Kemudian, bicara lagi orang lain yang juga tidak aku kenal. Dia anak muda belum 50 tahun. Kelihatannya cerdas. Namanya Tom“ Kita harus kunci stok gula dan bisa  atur harga sesukanya. Itu agar kita bisa tingkatkan volume impor gua. “ Katanya. Dia menjelaskan. Ketika musim giling tebu atau produksi gula tiba pada Juni-September, hasil lelang gula jatuh ke tangan mereka. Sebaliknya, ketika musim paceklik bulan Desember-April, maka stok gula sudah dikuasai oleh mereka. 

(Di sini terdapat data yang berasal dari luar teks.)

PR #175, opened 2024-10-11
libkmod: Remove elf->changed

stoeckmann:
Keep changed ELF data only around as long as necessary. Otherwise it can happen that subsequent module operations lead to unintuitive results.

I've prepared a program which does the following:
1. Forcefully load a given module file
2. Try to load it without force if forcefully loading failed
3. Print version information

```
#include <err.h>
#include <libkmod.h>
#include <stdio.h>
#include <string.h>
#include <unistd.h>

int main(int argc, char *argv[])
{
        struct kmod_ctx *ctx;
        struct kmod_module *mod;
        struct kmod_list *l, *list;
        const char *null_config;
        int flags, res;

        if (argc != 2)
                errx(1, "usage: poc modfile");

        ctx = kmod_new(NULL, &null_config);
        if (ctx == NULL)
                err(1, "kmod_new");

        res = kmod_module_new_from_path(ctx, argv[1], &mod);
        if (res < 0)
                err(1, "kmod_module_new_from_path");

        puts("forcefully load");
        flags = 0;
        flags |= KMOD_PROBE_FORCE_MODVERSION;
        flags |= KMOD_PROBE_FORCE_VERMAGIC;
        res = kmod_module_insert_module(mod, flags, NULL);
        if (res < 0) {
                puts("try without force");
                flags = 0;
                res = kmod_module_insert_module(mod, flags, NULL);
                if (res < 0)
                        fputs("loading module failed\n", stderr);
        }

        res = kmod_module_get_info(mod, &list);
        if (err < 0)
                err(1, "kmod_module_get_info");

        kmod_list_foreach(l, list) {
                const char *key = kmod_module_info_get_key(l);
                const char *value = kmod_module_info_get_value(l);

                if (strcmp(key, "vermagic") == 0)
                        printf("%s=%s\n", key, value);
        }

        kmod_module_unref(mod);
        kmod_unref(ctx);
        return 0;
}
```

I have compiled a kernel with module versioning support, i.e. `CONFIG_MODVERSIONS=y` which can be found in main menu config under `Enable loadable module support` during kernel configuration. My kernel has no module compression, but libkmod is compiled with xz support. Also, forced module loading is disabled, i.e. `CONFIG_MODULE_FORCE_LOAD=n`.

After all that, I have copied the module ntfs3.ko (anyone works, as long as they have version information) to a temporary directory, and created a compressed version of it as well which my kernel does not understand.
```
MYDIR=$(mktemp -d)
cd $MYDIR
cp /lib/modules/$(uname -r)/kernel/fs/ntfs3/ntfs3.ko .
xz --keep ntfs3.ko
```

As an unprivileged user, I have run the following commands:
```
$ ./poc ntfs3.ko
forcefully load
try without force
loading module failed
vermagic=6.11.3 SMP preempt mod_unload modversions
$ ./poc ntfs3.ko.xz
forcefully load
try without force
loading module failed
```

As you can see, it makes a difference how this module file is processed. If it is native or compressed in a form which the kernel understands, the ELF memory content is never modified. If it is modified, it is never turned back to normal, i.e. the version information is lost no matter what's done afterwards.

You can see this impact when the program is run as root user:
```
# ./poc ntfs3.ko.xz
forcefully load
try without force
# rmmod ntfs3
# ./poc ntfs3.ko
forcefully load
try without force
vermagic=6.11.3 SMP preempt mod_unload modversions
```

In fact, both versions lead to a loaded module with version information, but only the latter keeps the information in its module. The former one overwrites the ELF content, even though ELF data with version information is loaded into kernel. How? Without force, it calls `kmod_file_get_contents` which is the unchanged ELF data, but later modinfo calls access `kmod_file_get_elf` which is modified.

TLDR: It's very unintuitive what happens in these scenarios, so properly drop modified memory after requiring it.

### DIFF
--- a/libkmod/libkmod-elf.c
+++ b/libkmod/libkmod-elf.c
@@ -35,7 +35,6 @@ struct kmod_modversion64 {
 
 struct kmod_elf {
 	const uint8_t *memory;
-	uint8_t *changed;
 	uint64_t size;
 	enum kmod_elf_class class;
 	struct kmod_elf_header {
@@ -143,15 +142,15 @@ static inline uint64_t elf_get_uint(const struct kmod_elf *elf, uint64_t offset,
 	return ret;
 }
 
-static inline int elf_set_uint(struct kmod_elf *elf, uint64_t offset, uint64_t size,
-			       uint64_t value)
+static inline int elf_set_uint(const struct kmod_elf *elf, uint64_t offset, uint64_t size,
+			       uint64_t value, uint8_t *changed)
 {
 	uint8_t *p;
 	size_t i;
 
 	ELFDBG(elf,
 	       "size=%" PRIu16 " offset=%" PRIu64 " value=%" PRIu64 " write memory=%p\n",
-	       size, offset, value, elf->changed);
+	       size, offset, value, changed);
 
 	assert(size <= sizeof(uint64_t));
 	assert(offset + size <= elf->size);
@@ -163,16 +162,7 @@ static inline int elf_set_uint(struct kmod_elf *elf, uint64_t offset, uint64_t s
 		return -1;
 	}
 
-	if (elf->changed == NULL) {
-		elf->changed = malloc(elf->size);
-		if (elf->changed == NULL)
-			return -errno;
-		memcpy(elf->changed, elf->memory, elf->size);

“ Dan soal beras. “ kata Tom lagi“ Kita harus samarkan data stok beras nasional dan provokasi pemerintah agar amankan stok nasional lewat impor. Ini kan tahun politik. Pemeirntah perlu stabilitas pangan dan para elite perlu uang untuk pemilu. Kita bisa tentukan harga yang bisa untung besar. Belum lagi dapat cuan dari logistik“ Lanjut Tom. 


Semua yang mendengar tersenyum cerah. Tapi perutku malah mual. Mending cepat keluar dari lingkaran mereka. “ Maaf, gua harus pergi.  Masih ada janjian ketemu teman lain” Kataku berdiri. Patria antar aku keluar dari bunker” Ale, gimana pendapat lue soal presentasi IKN dan impor pangan? tanya patria. Tahulah aku, dia undang aku datang untuk minta opini. “ Gua engga ngerti dan main begituan lagi. Udah terlalu tua untuk jadi mantiko” Jawabku tersenyum. Patria  mengacungkan jempol.


Saat di Lobi tunggu jemputan Ojol. Aku ditegur Wanita. “Pak Ale ” Katanya menyalamiku. Dia baru turun dari mobil mercy. Aku senyum saja.” Apa kabar kamu, Rika?

“ Baik baik saja bapak. Bapak mau kemana ?

“ Ke Jalan Denpasar. Mau ketemu teman. Ini lagi mau pesan Ojol” kataku tersenyum. Dia telp supirnya “ Kamu balik lagi ke lobi” Katanya. “ Saya antar ya pak. “ Lanjutnya tersenyum.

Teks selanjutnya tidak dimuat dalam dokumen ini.